拝啓 時下ますますご清祥の事とお喜び申し上げます。
 貴会におかれましては、日頃から当会の活動に格別のご理解とご支援を賜り、厚く御礼申し上げます。

 さて、貴会が、旧帝蚕倉庫事務所を含む横浜市中区北仲通北地区において再開発プロジェクトを進められていることは、新聞報道等により周知されております。一方で、2006年10月までの期間限定で、旧帝蚕倉庫事務所ならびに旧帝蚕ビルディングをアーティストに提供するという、芸術活動の新拠点としての「北仲BRICK&北仲WHITE」をスタートされたことも大きく報道され評価されています。これは歴史的建造物等の文化芸術利用促進を目指している、横浜市の文化芸術都市創造事業の主旨を深く理解された上での試みであり、その先駆的事業に対し、私たちは、心から敬意を表するものです。
 都市再開発は単なるスクラップアンドビルドの時代ではもはやなくなり、新しい段階へと移りつつあると思われます。歴史的建造物などを活かして、単に経済的のみならず文化的なポテンシャルを高めることがその街の価値を高め、それが周辺にも波及し皆がこれを享受する、というのが新しい流れであり、貴会の試みは、まさにその先端を行くものであると確信いたします。
 ご存知のとおり、本再開発エリア内には、横浜ゆかりの建築家である遠藤於菟の設計による旧帝蚕倉庫事務所(BRICK)(大正15年竣工)と三棟の倉庫棟が健在です。
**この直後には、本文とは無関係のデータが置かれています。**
Issue #51, opened 2017-02-26
How does one add header CORS in Pistache ?


GuacheSuede:
Title is question, cannot seem to find any documentation on it. Thanks

GuacheSuede:
@oktal

Loufylouf:
Looking at the set of headers supported, it seems that Access-Control-Allow-Origin is not one of them, so you would have to add it following the documentation http://pistache.io/guide/#defining-your-own-header . I need it for a project too, so once tested, I'll probably send a PR with this header part of the official set of headers supported.

Loufylouf:
@GuacheSuede As you can see, this is fairly simple, then you just have to add a header as you would normally with Pistache. I think it has its place in the set of headers by default as it can be very useful for jQuery users that would like to use a REST API provided by Pistache (for example).

GuacheSuede:
Great, Thank you for the pull request.

xinthose:
```
response.headers().add<Http::Header::AccessControlAllowOrigin>("*");
response.send(Pistache::Http::Code::Ok, "Hello World");
```

xinthose:
> > ```
> > response.headers().add<Http::Header::AccessControlAllowOrigin>("*");
> > response.send(Pistache::Http::Code::Ok, "{\"message\":\"success\"}");
> > ```
> 
> Hi xinthose
> i add this code to my doLigin() method, but nothings happen.
> where should I add this code?

At the beginning of the route function.  So like so:

```
void doLogin (const Pistache::Rest::Request& request, Pistache::Http::ResponseWriter response)
{
    response.headers().add<Pistache::Http::Header::AccessControlAllowOrigin>("*");

    // your code
}
```

msoodb:
> > > ```
> > > response.headers().add<Http::Header::AccessControlAllowOrigin>("*");
> > > response.send(Pistache::Http::Code::Ok, "{\"message\":\"success\"}");
> > > ```
> > 
> > 
> > Hi xinthose
> > i add this code to my doLigin() method, but nothings happen.
> > where should I add this code?
> 
> At the beginning of the route function. So like so:
> 
> ```
> void doLogin (const Pistache::Rest::Request& request, Pistache::Http::ResponseWriter response)
> {
>     response.headers().add<Pistache::Http::Header::AccessControlAllowOrigin>("*");
> 
>     // your code
> }
> ```

many thanks. this is very helpful.

PR #53, opened 2017-03-09
Add the header "Access-Control-Allow-Origin" to the set of headers de…

LaurentLouf:
…fined by default in Pistache. Fixes issue #51.

### DIFF
--- a/include/http_header.h
+++ b/include/http_header.h
@@ -270,6 +270,32 @@ private:
     uint64_t value_;
 };
 
+
+
+class AccessControl : public Header {
+public:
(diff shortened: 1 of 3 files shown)


include/http_header.h
```diff
@@ -270,6 +270,32 @@ class ContentLength : public Header {
...
+        : origin_(origin)
+    { }
+
+    explicit AccessControl(const std::string& origin) :
+        origin_(origin)
+    { }
+
+    void parse(const std::string& data);
+    void write(std::ostream& os) const;
+
```
oktal: You should also add a method to retrieve the `origin_` string

PR #57, opened 2017-03-23
Fixed 4k limitation

cneira:
Hi, 
This patch fixes the 4k limitation on requests, the buffer will resize to match the data from the resquest, I have tested using 70k json files. The downside is that the input is greater that our memory, we'll get a memory exception.

### DIFF
--- a/include/common.h
+++ b/include/common.h
@@ -52,6 +52,7 @@ namespace Const {
 
     static constexpr int MaxBacklog = 128;
     static constexpr int MaxEvents = 1024;
-    static constexpr int MaxBuffer = 4096;
+    static constexpr int SmallBuffer = 4096;
+    static constexpr int MaxBuffer = 80096;
     static constexpr int ChunkSize = 1024;
 }
--- a/include/common.h
+++ b/include/common.h
@@ -52,7 +52,7 @@ namespace Const {
 
     static constexpr int MaxBacklog = 128;
     static constexpr int MaxEvents = 1024;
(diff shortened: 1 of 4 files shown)


oktal:
Hello,

Thanks for the Pull Request. Before I look into it more deeply, I have several comments to make.

First, I noticed that you changed the coding style of files you changed.
While I understand that it might be better for you to work with (maybe your editor automatically reformatted the code the way you wanted), I think it pollutes the Pull Request and also make it inconsistent with the rest of the project.
Could you please revert that changes and only keep your fix ?

Now, about your changes, I think that `std::vector` is indeed the way to go. However, I don't think that it should allocate memory for *every request*. What I mean by that is that even small requests will now require memory allocation which is not great. I think that instead, we should have a **small requests optimization** whereby small requests (<4k ?) won't require any memory allocation at all and will use space allocated on the stack.

Finally, I don't think that the underlying buffer should grow indefinitely. Otherwise, like you said, it will run out of memory which is not ideal. Instead, I think that we should, for now, put a hard limit on the amount of memory that the server is allowed to allocate to parse a given request (it can be hardcoded for now). If we reach that particular threshold, we can then `throw` which will it turn generate an `500 Internal Server Error` response.

cneira:
Hi, 
I totally agree with the points you have exposed. 
I'll change the allocation to only do heap allocation when the request is greater that the current defined  threshold.
As you said we should stack allocate small requests which would be defined as those < 4k.

PR #58, opened 2017-03-23
Patches for Arch Linux packaging

Martchus:
This PR contains 2 patches I created for Arch Linux packaging.

The first patch renames the library to `pistache` to avoid a conflict with libnet (https://www.archlinux.org/packages/extra/x86_64/libnet). I understand if you don't like renaming the targets because all projects using it would need to adopt. Note that libnet is more popular and there already packages for different distributions (https://repology.org/metapackage/libnet/versions).

The second patch builds currently on top of the first one. It adds CMake config files so the library can be used more easily from other CMake projects. Using the lib via such a config is better because it preserves link libs, compile definitions and other target properties.

BTW: For the package see https://aur.archlinux.org/packages/pistache-git / https://github.com/Martchus/PKGBUILDs/tree/master/pistache/git

### DIFF
--- a/CMakeLists.txt
+++ b/CMakeLists.txt
@@ -1,4 +1,4 @@
-cmake_minimum_required (VERSION 2.8.7)
+cmake_minimum_required (VERSION 3.0.2)
 project (pistache)
 include(CheckCXXCompilerFlag)
 
--- a/src/CMakeLists.txt
+++ b/src/CMakeLists.txt
@@ -40,3 +40,23 @@ install(
   DIRECTORY "${PROJECT_SOURCE_DIR}/include/pistache"
   DESTINATION ${include_install_dir}
   FILES_MATCHING PATTERN "*.*h")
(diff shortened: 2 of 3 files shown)


jeffvandyke:
As at least one user, I too would much rather have it be called libpistache instead of libnet, that always kind of bugged me.

oktal:
Hello,

I recently renamed the library to libpistache. Could you please try to rebase your changes on top of my last changes, as the CMakeLists was also edited in the process ?

Thanks for the contribution !

Martchus:
Rebased - there is only the commit for exporting targets left. But maybe I should test it first by rebuilding the package.

Maybe it would also make sense to have separate targets to explicitly build a static and a shared lib.

Martchus:
Just rebuilt the package, rebased commit should work now.

oktal:
Great, I trust you on that one, merging it in.

Thanks again

PR #60, opened 2017-03-27
Fix missing bind() and wrong comment

Martchus:
I assume Endpoint::bind() is supposed to be a wrapper for the bind() method of the underlying listener.


oktal:
Hello,

Thanks for the Pull Request, merging it

PR #62, opened 2017-03-29
Small buffers optimization

cneira:
- Fixed indentation to follow project standards (do you clangformat?, if so, could you share your settings? )
- Added Smallbuffer and reallocation 
- Removed dynamic allocation

### DIFF
--- a/include/common.h
+++ b/include/common.h
@@ -52,6 +52,7 @@ namespace Const {
 
     static constexpr int MaxBacklog = 128;
     static constexpr int MaxEvents = 1024;
-    static constexpr int MaxBuffer = 4096;
+    static constexpr int SmallBuffer = 4096;
+    static constexpr int MaxBuffer = 80096;
     static constexpr int ChunkSize = 1024;
 }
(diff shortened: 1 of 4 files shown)


oktal:
Hello,

Thanks for the Pull Request.

That's a good start and you're nearly done. The only thing that I have to comment is the way you implemented the "small buffer optimization". You modified `ArrayStreamBuf<N>` to now use a `std::vector<char>` instead of a fixed-size array. However, even though you are reserving size of the vector, it is not small-size optimized. For requests whose size < N, we should use the old `std::array<char, N>` as a backend storage. Only when requests exceed that size, we should fallback to `std::vector<char>` and start allocating memory. That way, small requests won't require any memory allocation at all.

I then propose renaming `ArrayStreamBuf<N>` to `SmallStreamBuf<N>` and use both `std::array<char, N>` and `std::vector<char>` as memory storage for the underlying buffer. Only when requests size exceeds `N` should we use `std::vector<char>` (and memcpy `array`'s data to the `vector`).

Does it make sense ?

cneira:
My apologies for the delay, I totally agree with your approach as it makes sense to use a vector as fallback and keep a small non reallocating buffer as first default storage. I'll work on this change next week as I have been busy with other projects.

Bests

PR #65, opened 2017-04-06
Include serializer code in CMake install script

cyremur:
In commit 76db321 when rapidjson dependency was removed, `/include/serializer/rapidjson.h` was introduced. However, the CMakeLists.txt was not adjusted to consider subdirectories of `/include` for installation. Therefore, projects modelled based on `/examples/rest_description.cc` fail to compile because `#include "serializer/rapidjson.h"` does not work.

This fixes the error by including `/include/serializer` in the CMake installation script.

### DIFF
--- a/CMakeLists.txt
+++ b/CMakeLists.txt
@@ -16,6 +16,9 @@ include_directories (${CMAKE_CURRENT_SOURCE_DIR}/include)
 file(GLOB HEADER_FILES "include/*.h")
 install(FILES ${HEADER_FILES} DESTINATION include/pistache)
 
+file(GLOB SERIALIZER_HEADER_FILES "include/serializer/*.h")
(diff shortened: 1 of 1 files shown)


oktal:
Hello,

Thanks for the contribution, makes sense to me.

I'm just wondering if we should install the header file even though RapidJson is not found but that's not a big deal as of today, merging it anyway :+1:

cyremur:
Hi, 

I believe we rather should install the serialized code. Consider the use case that the user first installs pistache and tries out some simple examples that don't need JSON serialization and then decides to use the framework for a bigger project and installs rapidJSON afterwards. He then would have to reinstall pistache to make it work, which seems like an unnecessary source of compiler errors. 

On the other hand, I don't think there is a big downside to installing the serializer code as well even if it's unused at the time of installation.

PR #68, opened 2017-04-14
Avoid macro invocation in examples

rob-h-w:
Alpine defines macros 'major' & 'minor', so the functions modified are
parsed as macro invocations. The rename avoids this collision.


rob-h-w:
Ping - is there something wrong with this commit?

rob-h-w:
Yay! Thanks.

遠藤於菟は、一連の横浜銀行集会所(明治38年)、三井物産横浜支店(明治44年)などの設計を通して、鉄筋コンクリート造(RC造)を追求し、旧横浜生糸検査所(現横浜合同庁舎、大正15年、昭和6年増築)・旧倉庫事務所(帝蚕倉庫本社ビル)・倉庫群にて、RC造の先駆者としての活動を締めくくりましたが、彼の偉業が後の建築家に与えた影響は非常に大きく、日本の近代建築史を理解する上で、無くてはならない存在です。
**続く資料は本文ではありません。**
PR #83, opened 2017-06-01
Support requests larger than 4k

Nnamdi:
A request size of 4k is too small for some use cases.  This change makes it a runtime configurable parameter, with the option to make it unbounded, by setting the limit to 0.

There is a small buffer optimisation that will utilise the existing `ArrayStreamBuf` for requests < 4k, and the `DynamicStreamBuf` for anything larger.

### DIFF
--- a/include/common.h
+++ b/include/common.h
@@ -52,6 +52,6 @@ namespace Const {
 
     static constexpr int MaxBacklog = 128;
     static constexpr int MaxEvents = 1024;
-    static constexpr int MaxBuffer = 4096;
+    static constexpr size_t BufferSize = 4096;
     static constexpr int ChunkSize = 1024;
 }
--- a/include/endpoint.h
+++ b/include/endpoint.h
@@ -22,11 +22,13 @@ public:
         Options& threads(int val);
         Options& flags(Flags<Tcp::Options> flags);
         Options& backlog(int val);
+        Options& maxBufferSize(size_t val);
 
     private:
         int threads_;
         Flags<Tcp::Options> flags_;
         int backlog_;
+        size_t maxBufferSize_;
         Options();
     };
     Endpoint();
--- a/include/http.h
+++ b/include/http.h
@@ -670,7 +670,7 @@ namespace Private {
 
         State parse();
 
-        ArrayStreamBuf<Const::BufferSize> buffer;
+        SmallStreamBuf<Const::BufferSize> buffer;
         StreamCursor cursor;
 
     protected:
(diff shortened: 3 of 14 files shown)


oktal:
Hello,

We're discussing your PR in https://github.com/oktal/pistache/issues/87

nchiarappa:
Hi, I have the same problem: I would like to use requests larger than 4k. I read this pull and I would like to know if there are some updates regarding it, given that I read in #87 that @koallen tried the new code but found some difficulties.

jeffvandyke:
One thing I noticed relating to this:
We had this issue, so I set `MaxBuffer = 4096 * 1024 // 4M buffer`, and was going to set `ChunkSize`, but noticed that ChunkSize is not being used anywhere. As far as I know, it could be deleted.

bocse:
Is there a workaround available for uploading moderate-sized files (5-10MB) with reasonable speed (without it taking one second), without any writing to disk or chunking? (i.e. assuming there is enough RAM available)

While Pistache is very useful and versatile (especially in combination with OpenAPI v3), this issue renders it almost unusable in a production setting.

Looking forward to any suggestion.

Thank you.

dev884:
Hello. How can I enable the dynamic buffer on the client ? When I try to get more than 4k i get an empty body, no exception thrown. 

Thanks for your help

mohsenomidi:
@dennisjenkins75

 そのような彼の作品を頂点として、再開発エリア内には、帝蚕ビルディング(WHITE)(昭和3年、竹中工務店設計)、エリア外にはなりますが、横浜第2合同庁舎(旧横浜生糸検査所、平成2年に一旦取り壊された後復元)と万国橋ビル(昭和3年)が、歴史的街並みの連続性を形成しています。また開発エリアの海側に位置する、旧日新運輸倉庫護岸と旧灯台寮護岸と波止場突堤や、万国橋(エリア外)が、土木遺産として港横浜の景観を守ってきました。遠藤の作品を頂点として、これら建築・土木的建造物のすべてが裾野としてひろがり、北仲通りから馬車道への賑わいを生むのだろうと考えます。
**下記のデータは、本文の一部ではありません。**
PR #79, opened 2017-05-23
Fixed the inability to serve static files greater than 140 KB

jeffvandyke:
Added offset_ to BufferHolder so that retries would remember where they left off,
Fixed range of copying in struct Buffer so that large dynamic responses still work.

PR #85, opened 2017-06-01
Large response fix

Nnamdi:
The detach method was not properly copying data to the new buffer, and was passing the wrong length to
the Buffer object.  This resulted in corrupt data transfers when the data to be sent was too big to be sent
at once, and ::send call in Transport::asyncWriteImpl fails with EAGAIN/EWOULDBLOCK.


jeffvandyke:
I believe this change is also implemented in my pull request #79, just waiting for that to get merged in.

PR #303, opened 2018-09-25
Issue 302 - Fix listener_test

SnoozeTime:
If the listener::init, call is not present, the listener object will be in a state where its workers_ member is not initialized (size_t). In clang, this leads to the creation of an absurd number of threads which in turn
will make eventfd call fails in NotifyFd. See issue 302 for more details.


SnoozeTime:
Tests are running happily with both clang and gcc.

PR #304, opened 2018-09-26
Streaming test

iroddis:
This PR resolves some issues where multiple threads write into a streaming response.

- transport.h:34  Removed immediate sending for consumer thread, as it could result in out of order writes (e.g. the chunked encoding termination write occurring before any queued chunks)
- transport.cc: Implemented the std::deque note from transport.h:34 for the toWrite object. This will maintain a deque of writes. Partial writes will be added to the front of the deque to preserve order.
- Added a streaming_writes test case.


iroddis:
I pulled master, and all tests pass on Debian stretch w/gcc 6.3.0.

PR #305, opened 2018-09-27
Initialize members of Listener with default value - Remove shared pointer 

SnoozeTime:
2 changes here:
- The first one is to initialize explicitly the members of Listener. This is to fix the problem that happens when Listener::init is not called before running (see issue 302).
- Replace shared_ptr<Aio::Reactor> by a value owned by Listener. The pointer was never shared with anything else so it makes sense to use a value instead of a shared_ptr for this case.

Please do not merge yet -> Will add a UT where listener is not init, but does not crash.

### DIFF
--- a/tests/listener_test.cc
+++ b/tests/listener_test.cc
@@ -123,6 +123,34 @@ TEST(listener_test, listener_bind_port_free) {
     ASSERT_TRUE(true);
 }
 
+// Listener should not crash if an additional member is added to the listener class. This test
+// is there to prevent regression for PR 303
+TEST(listener_test, listener_uses_default) {
+    uint16_t port_nb;
+
+    // This is just done to get the value of a free port. The socket will be closed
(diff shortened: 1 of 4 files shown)


SnoozeTime:
Added one test to prevent regression for the relevant issue. Please review :)

tests/listener_test.cc
```diff
@@ -123,6 +123,34 @@ TEST(listener_test, listener_bind_port_free) {
...
+    // after the closing curly bracket and the port will be free again (SO_REUSEADDR option).
+    // In theory, it is possible that some application grab this port before we bind it again...
+    {
+        SocketWrapper s = bind_free_port();
+        port_nb = s.port();
+    }
+
+
+    if (port_nb == 0) {
+        FAIL() << "Could not find a free port. Abord test.\n";
```
dennisjenkins75: "Abort", not "Abord"

SnoozeTime: Done!

PR #306, opened 2018-09-28
Improved routing algorithm and ability to add/remove routes at runtime

Fylax:
- Changed routing algorithm from linear search to tree-based
- Ignore multiple consecutive forward slashes
- Added ability to add and remove routes at runtime
- Added two new router tests


Fylax:
I fixed it. The problem was quite straightforward.
Basically, in C++17, there is an implicit conversion between `string` and `string_view`.
Since Clang exposes C++17 features in `std::experimental`, I forced it to use C++14 while GCC uses C++17.
I have redone all the tests forcing C++11 and everything works now.

Fylax:
Hello @janhkrueger 
In #322 I fixed the problem with older CMAKE versions.
Could you please check if in your debian system it works properly without any manual intervention?

PR #309, opened 2018-10-03
Fix for the issue 66

hasankandemir1993:
In the issue in https://github.com/oktal/pistache/issues/66, problem was we could not add cookies with same names, i changed the hashmap to list, so that we were able to see all cookies with same name. Beware though:  System wants to write cookies into list everytime we request cookies using request.cookies() method. I managed to solve this by not letting add cookies with exact same name and value. But this problem still stays in the system;

When we create a cookie with very low maxAge, wait  and request cookies, the cookie is gone, which is correct. But when we request cookies immediately, system adds this cookie to our list(previously hashmap), and this cookie stays forever in this list. This is a rare situation but should be solved.


hasankandemir1993:
> I'm not wild about changing the cookie jar algorithm from O(N*log(N)) to O(N^2). I want to think on this some more.

Yes you are right. What we could is, maybe we can do a hashmap of hashmaps. Like this;

key   ---------            Value
"name" -> ["value" -> CookieA, ( CookieA has the name of "name" and value of "value".)
                  "value2" -> CookieB]    ( CookieB has the name of "name" and value of "value2".)

"name2" ->  ["value" -> CookieC, ( CookieC has the name of "name2" and value of "value".)
                  "value2" -> CookieD]    ( CookieD has the name of "name2" and value of "value2".)


But in order to do this, without changing any signature, we will need to keep a second internal iterator to go through the internal hashmap. So user can get one cookie at a time when he/she requests for request.cookies() .

PR #310, opened 2018-10-04
Code improvements

knowledge4igor:
In this PR have added using 'std::make_shared' instead of reset call (why it's better you can read [here](https://stackoverflow.com/questions/14836691/is-it-better-to-use-shared-ptr-reset-or-operator)). Also I have changed return value of `Listener::bind` methond because returning `bool` value looks obsolete.


SnoozeTime:
Just one thought: right now Listener is using shared pointers but it seems that the transport is owned by the listener (as well as the reactor object that is using the transport as well). What about using unique_ptr for listener and just give a raw pointer to the reactor?

PR #312, opened 2018-10-07
Ghost cookie problem, hashmap of hashmaps solution

hasankandemir1993:
in the pull request 309, i used list instead of previous hashmap, but it was inefficient, but now i implemented hashmap of hashmaps. Outer hashmap's key will be "name" of the cookie. Inner hashmaps' key will be "values" of the cookies. So there can be multiple cookies with same name, but there can only be one cookie with exact same name and value.

I also mentioned about much deeper problems in cookies in pull request 309, please refer to this.

You can change my code as you see fit.


include/pistache/cookie.h
```diff
@@ -41,25 +43,46 @@ struct Cookie {
 
 class CookieJar {
 public:
-    using Storage = std::unordered_map<std::string, Cookie>;
+    typedef std::unordered_map<std::string, Cookie> HashMapCookies; // "value" -> Cookie
```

 再開発プロジェクトを進めるに際しては、様々な制約のなかで、事業性も含めたプランが練られているとは存じますが、何卒、英知を結集して、「北仲ホワイト・ブリック」の試みを発展させ、旧帝蚕倉庫事務所、倉庫ならびに旧帝蚕ビルディングと、その周辺に残る歴史的建造物群を活用しながら、他に例の無い、薫り高い再開発マスタープランをつくられることを願ってやみません。
 なお、社団法人日本建築家協会関東甲信越支部、同保存問題委員会並びに同神奈川地域会はできる限りの協力をさせていただくことを申し添えます。